Court Opinion

ID: 5457227
Source: CourtListenerOpinion
Date Created: 2022-01-09 19:25:16.481183+00
Date Added: 2024-06-11T08:32:42.840080
License: Public Domain

Harris, J.
I think the defendant Prescott has not succeeded in showing that the plaintiff, in the first suit, is a mere nominal party, holding the assignment of the James mortgage for the benefit of Latham Cornell. But in the view I have taken of the case it is of no importance whether William W. Cornell or Latham Cornell is to be regarded as the party beneficially interested in the mortgage. When Prescott and Cornell purchased the mortgaged premises of Lansing, and assumed the payment of the mortgage as a part of the purchase money, they became, in equity, the principal debtors ; and although Lansing still remained liable for the payment of his bond, he was so liable ouly as the surety of Prescott and Cornell.

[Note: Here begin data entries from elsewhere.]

PR #1382, opened 2022-12-05
[DR-2858] Revert bulkFileLoad self-hosted bugfix to gauge impact on test failures

okotsopoulos:
https://broadworkbench.atlassian.net/browse/DR-2858

PR #1383, opened 2022-12-06
[DR-2858] Disable DRS HTTPS assertion in self-hosted tests

okotsopoulos:
https://broadworkbench.atlassian.net/browse/DR-2858

**Background**

Last week, I fixed a bug that prevented bulk file ingests via control file to self-hosted datasets: https://github.com/DataBiosphere/jade-data-repo/pull/1380

Though the integration tests passed on the PR, soon after we observed that the self-hosted dataset integration tests have been flaky / failing. The first occurrence on `develop` branch: https://github.com/DataBiosphere/jade-data-repo/actions/runs/3598861726

**The Failure**

The failure occurs when trying to assert that the unsigned HTTPS URIs for our DRS objects are accessible.  The remainder of the lifecycle succeeds with the assertion disabled. Our TDR-created signed DRS URLs are still verified to be accessible, as are the GS paths associated with DRS objects.

**Possible Causes**

We verified that the code changes themselves did not cause the failures, reverting them does not get the tests to pass: https://github.com/DataBiosphere/jade-data-repo/pull/1382

It's possible that the fixed GS buckets used in testing were in some way modified while experimenting with test changes.  Or something has changed with an external system that we rely on.  Either way, we need more time to investigate and also have higher priority work to see through at the moment that is blocked by the failing tests.

**New Test Behavior**

With the assertion disabled, we instead log the HTTP HEAD response used in the accessibility check.  Here's an example for an inaccessible URL:
```
2022-12-05 19:16:47,275 WARN  [Test worker] bio.terra.common.TestUtils: Https Uri is inaccessible (but not asserted in test): HttpResponseProxy{HTTP/1.1 403 Forbidden [X-GUploader-UploadID: ADPycdv5PBHPuT1ZD3_s0TsBTjLzdbJcDM1vyZd4-bLgwnqVN3d9_Te0tM-b4iwJmh297eWoyEScPYAo2S0qMEy1PF7t0g, Content-Type: text/html; charset=UTF-8, Date: Tue, 06 Dec 2022 00:16:47 GMT, Vary: Origin, Vary: X-Origin, Expires: Tue, 06 Dec 2022 00:16:47 GMT, Cache-Control: private, max-age=0, Server: UploadServer, Transfer-Encoding: chunked, Alt-Svc: h3=":443"; ma=2592000,h3-29=":443"; ma=2592000,h3-Q050=":443"; ma=2592000,h3-Q046=":443"; ma=2592000,h3-Q043=":443"; ma=2592000,quic=":443"; ma=2592000; v="46,43"]}
```

### DIFF
--- a/src/test/java/bio/terra/common/TestUtils.java
+++ b/src/test/java/bio/terra/common/TestUtils.java
@@ -87,8 +87,12 @@ public final class TestUtils {
    * WARNING: if making any changes to this method make sure to notify the #dsp-batch channel! Describe the change
    * and any consequences downstream to DRS clients.
    */
-  public static String validateDrsAccessMethods(List<DRSAccessMethod> accessMethods, String token)
-      throws IOException {
+  public static String validateDrsAccessMethods(List<DRSAccessMethod> accessMethods, String token) {
+    return validateDrsAccessMethods(accessMethods, token, true);
+  }
+
+  public static String validateDrsAccessMethods(
+      List<DRSAccessMethod> accessMethods, String token, boolean shouldAssertHttpsAccessibility) {
     assertThat("Two access methods", accessMethods.size(), equalTo(2));
 
     String gsuri = StringUtils.EMPTY;
@@ -106,10 +110,10 @@ public final class TestUtils {
         gotGs = true;
       } else if (accessMethod.getType() == DRSAccessMethod.TypeEnum.HTTPS) {
         assertFalse("have not seen HTTPS yet", gotHttps);
-        // Make sure that the HTTP url is valid and accessible
         verifyHttpAccess(
             accessMethod.getAccessUrl().getUrl(),
-            Map.of("Authorization", String.format("Bearer %s", token)));
+            Map.of("Authorization", String.format("Bearer %s", token)),
+            shouldAssertHttpsAccessibility);
         gotHttps = true;
       } else {
         fail("Invalid access method");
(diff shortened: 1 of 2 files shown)


src/test/java/bio/terra/common/TestUtils.java
```diff
@@ -120,12 +124,30 @@ public static String validateDrsAccessMethods(List<DRSAccessMethod> accessMethod
...
+      String url, Map<String, String> headers, boolean shouldAssertAccessibility) {
     HttpUriRequest request = new HttpHead(url);
     headers.forEach(request::setHeader);
     try (CloseableHttpClient client = HttpClients.createDefault()) {
-      try (CloseableHttpResponse response = client.execute(request); ) {
-        assertThat(
-            "Https Uri is accessible", response.getStatusLine().getStatusCode(), equalTo(200));
+      try (CloseableHttpResponse response = client.execute(request)) {
+        int statusCode = response.getStatusLine().getStatusCode();
+        if (shouldAssertAccessibility) {
```
pshapiro4broad, line 144: If no assertion is done, what is the point of this method? Do we plan to look at the test logs at some point to see if this problem is still occurring?

That is, how is this better than removing the call to `TestUtils.validateDrsAccessMethods()` below?

src/test/java/bio/terra/service/dataset/SelfHostedDatasetIntegrationTest.java
```diff
@@ -311,7 +315,8 @@ private void testSelfHostedDatasetLifecycle(String ingestBucket, boolean dedicat
             .toList();
 
     for (DRSObject drsObject : collect) {
-      TestUtils.validateDrsAccessMethods(drsObject.getAccessMethods(), stewardToken);
+      TestUtils.validateDrsAccessMethods(
+          drsObject.getAccessMethods(), stewardToken, SHOULD_ASSERT_HTTPS_ACCESSIBILITY);
```
pshapiro4broad, line 319: If this is the only place the check is disabled, it might be easier to catch the thrown assertion and log the exception here, instead of threading through a new argument to the assertion method.

pshapiro4broad (approved):
Code looks OK but I'd advocate for a more local change, if possible, to avoid threading through a flag which we plan to remove at some point.

src/test/java/bio/terra/common/TestUtils.java
okotsopoulos: I do think that the logs are helpful for debugging, yes.  I see them being useful when we are able to allocate more time to investigating, to not lose the context we have now.

I didn't want to fully remove this call because it contains several other assertions that are passing and helpful to keep active: chiefly, assertions on the accessibility of the GS path in the DRS object, which is then a held assumption for the remainder of the test lifecycle.

src/test/java/bio/terra/service/dataset/SelfHostedDatasetIntegrationTest.java
okotsopoulos: That's a good idea.  But here are some other assertions that happen after the failing one though, so we wouldn't get those checked if we allow it to throw.

snf2ye (approved):

src/test/java/bio/terra/service/dataset/SelfHostedDatasetIntegrationTest.java
pshapiro4broad: Sorry I wasn't clear, I meant you'd write:
```
      try {
        TestUtils.validateDrsAccessMethods(drsObject.getAccessMethods(), stewardToken);
      } catch (AssertionError e) {
          logger.warn(...);
      }
```

This way the logging is kept near the code that's forcing the need to log the output, and the boolean parameter doesn't need to be added to the assertion APIs. It's also a smaller change to get the same effect.

> we wouldn't get those checked if we allow it to throw.

Since the exception is caught here it wouldn't change the behavior of any tests that follow it.

okotsopoulos: Ahh, thanks for the example but I meant that `TestUtils.validateDrsAccessMethods` performs a number of assertions, including a few after the one we've disabled!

After Cornell had paid his share of the mortgage, although the whole of the premises remained liable to be sold for the payment of the mortgage, yet a court of equity would direct Prescott’s share of the property to be first applied to the satisfaction of the mortgage. The lien of the mortgage upon Cornell’s share of the property would be regarded as in the nature of a security for Prescott’s debt. According to the principle laid dojvn by the *19chancellor in Marsh v. Pike, (10 Paige, 597,) L. Cornell, the moment he had paid his share of the James mortgage, would have had the right, without paying Prescott’s share of the mortgage, to apply to a court of equity to compel Prescott to pay off his share of the mortgage, so that its lien upon the whole property might be discharged and he be protected against the bond of indemnity they had executed to Lansing. But if L. Cornell could thus compel Prescott to discharge his share of the mortgage, I can see no reason why he would not be entitled, upon the same principle, on paying the bond and mortgage, to be substituted in the place of the mortgagee. Assuming that Latham Cornell, and not William W. Cornell, was the real owner of the James mortgage after it was assigned, I know of no rule which would require this court to hold such an assignment to be an extinguishment of the mortgage as between Prescott and Latham Cornell.

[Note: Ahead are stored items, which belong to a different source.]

PR #1387, opened 2022-12-12
DR-2864: Add retry for BQ query to allow for permission propagation

snf2ye:


datarepo-clienttests/src/main/java/common/utils/BigQueryUtils.java
```diff
@@ -97,7 +101,33 @@ public static BigQuery getClientForServiceAccount(
   public static TableResult queryBigQuery(BigQuery bigQueryClient, String query)
       throws InterruptedException {
     QueryJobConfiguration queryConfig = QueryJobConfiguration.newBuilder(query).build();
-    return bigQueryClient.query(queryConfig);
+    BigQueryResult bigQueryResult = new BigQueryResult(bigQueryClient, queryConfig);
+    Awaitility.await().atMost(17, TimeUnit.MINUTES).until(bigQueryResult);
```
s-rubenstein, line 107: Is there a rationale behind 17 minutes here? If so, would you mind adding a comment?

s-rubenstein (approved):

okotsopoulos (approved):
That’s awesome that you were able to verify that this allowed the test to pass.

I like Sky’s suggestion to add a comment explaining the choice of timeout value. I’ve found that I have a short term memory at best when increasing timeouts or resource allocation during periods of system instability :-)

snf2ye:
@s-rubenstein @okotsopoulos Great point! Comment has been added.

PR #1389, opened 2022-12-13
DR-2861: Add retry on CannotSerializeTransactionException for DeleteSnapshotMetadataStep

snf2ye:
### Background
This change addresses the root cause for an error reported by user on attempt to delete snapshot. This error was encountered when attempting a postgres call to delete the snapshot entry during the DeleteSnapshotMetadataStep. 

```
CannotSerializeTransactionException: PreparedStatementCallback; SQL [DELETE FROM snapshot WHERE id = ?]; ERROR: could not serialize access due to read/write dependencies among transactions
  Detail: Reason code: Canceled on identification as a pivot, during conflict out checking.
  Hint: The transaction might succeed if retried.
  Where: SQL statement "DELETE FROM ONLY "public"."snapshot_map_column" WHERE $1 OPERATOR(pg_catalog.=) "to_column_id"";
```

We've run into something similar before: https://github.com/DataBiosphere/jade-data-repo/pull/1200/files

### The Change
On encountering the CannotSerializeTransactionException during the DeleteSnapshotMetadataStep, we will retry the entire step.

### DIFF
--- a/src/main/java/bio/terra/service/snapshot/flight/delete/DeleteSnapshotMetadataStep.java
+++ b/src/main/java/bio/terra/service/snapshot/flight/delete/DeleteSnapshotMetadataStep.java
@@ -10,6 +10,7 @@ import bio.terra.stairway.Step;
 import bio.terra.stairway.StepResult;
 import bio.terra.stairway.StepStatus;
 import java.util.UUID;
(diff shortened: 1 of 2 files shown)


okotsopoulos (approved):
Thanks for making this improvement!

tcjiang9 (approved):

But whatever right Prescott might have bad, to set up such a defence while L. Cornell remained a joint owner of the mortgaged premises with him, he certainly could have no such right after he had become the purchaser of L. Cornell’s interest and had assumed the payment of the very mortgage, which he now claims was then held by Cornell, as a part of the purchase money. Having in March, 1841, purchased of L. Cornell his share of the property, and, instead of paying the purchase money or executing a new security upon the property, having agreed to pay the mortgage which he now pretends was then owned by L. Cornell, he is, I think, equitably estopped from setting up, as a defence against the mortgage, the payment by L. Cornell while he remained a joint owner of the property.
In any view I have been able to take of the case, the mortgage sought to be foreclosed in the first suit is to be regarded as a valid subsisting lien upon the mortgaged premises, and the plaintiff is entitled to a decree to enforce it.

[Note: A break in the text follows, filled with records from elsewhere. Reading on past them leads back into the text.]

PR #1390, opened 2022-12-13
DT-1042 - Improve user experience on Failed Snapshot Delete

snf2ye:
https://broadworkbench.atlassian.net/browse/DT-1042

Changes included in PR:
1. Switch to default successful undo instead of throwing fatal error exception on UNDO
Why? 
- **We still don't want to 'UNDO' delete operations** - By just passing through the undo steps, we don't actually try to undo any delete operations. "UNDO" would actually mean recreating resources and that is way too messy. 
- **Allow unlock undo steps to run** - By passing through the undo steps, we eventually hit the "undo" steps for the snapshot and dataset lock steps. This unlocks the snapshot and dataset so they don't "disappear" in the user's view.

This change alone should make a big difference in leaving failed deletions in a better state. 

2. Reorder SAM resource delete step
If we want to re-run the delete flight, we need the SAM resource to still exist. So, ideally we should do this step towards the end of the flight so that we can ensure all of the rest of the delete steps passed before removing it. But, there are dependencies on the resource getting deleted, so this PR moved it below the primary data delete (which tends to be the steps that fail). So, it's not ideal, but moving in a better direction. 

3. Add note about snapshot delete in open api spec
I believe the main goal of the confusing error messages previously returned is to alert the user that UNDOing the delete didn't work. I think we can directly communicate this via the endpoint description.


src/main/java/bio/terra/service/snapshot/flight/delete/SnapshotDeleteFlight.java
```diff
@@ -143,6 +134,17 @@ public SnapshotDeleteFlight(FlightMap inputParameters, Object applicationContext
...
+    // Google auto-magically removes the ACLs from BQ objects when SAM
+    // deletes the snapshot group, so no ACL cleanup is needed beyond that.
+    addStep(new DeleteSnapshotAuthzResource(iamClient, snapshotId, userReq));
+
+    // Now that we no longer have the resources in SAM, we can delete the underlying Sam group
+    // that was created for snapshots byRequestId
+    // Note: Must delete primary data before metadata; it relies on being able to retrieve the
+    // snapshot object from the metadata to know what to delete.
+    addStep(new DeleteSnapshotDeleteSamGroupStep(iamClient, snapshotRequestDao, snapshotId));
+
```
snf2ye, line 147: Goal of this is to move the Sam Resource delete towards the end of the delete flight. There is a series of steps that rely on each other that prevent us from moving this any further towards the end without reworking the steps. 

I think moving these steps to after the primary data deletions steps will still be helpful because it's likely the primary data deletion steps are relatively more flaky.

rjohanek (approved):
this looks good! I'm excited for this improvement

fboulnois (approved):
looks good 👍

In respect to the mortgage in the second suit, I can see no ground upon which Prescott can rest the defence he has set up. When Cornell became the owner of that mortgage, Prescott had become the owner of the whole of the mortgaged premises, *20and was bound not only to pay the mortgage but to indemnify every other person liable for its payment, against such liability. Why, then, might not Cornell, as well as any other person, become the owner of that mortgage, and as such enforce its payment against the party and the property primarily and equitably liable for its payment ? If, as was held by the chancellor in the case of Marsh v. Pike, Lansing, the mortgagor, might, himself, have paid this bond and mortgage, and have been substituted in the place of the mortgagee, not only as to the remedy against those who had agreed to indemnify him, but also against the mortgaged premises, there certainly can be no good reason why Cornell should not be permitted to do the same thing. The same principle would apply to each case. Both being liable for the payment of the debt, and Prescott being liable to indemnify each against his liability, either would have the right, for the purpose of relieving himself from his responsibility for the payment of the debt, to file his bill to compel Prescott to pay off the mortgage to the holder, or to pay the mortgage himself and become its owner, and then as in this case file his bill of foreclosure. The decree of the vice chancellor in each case must be affirmed, with costs.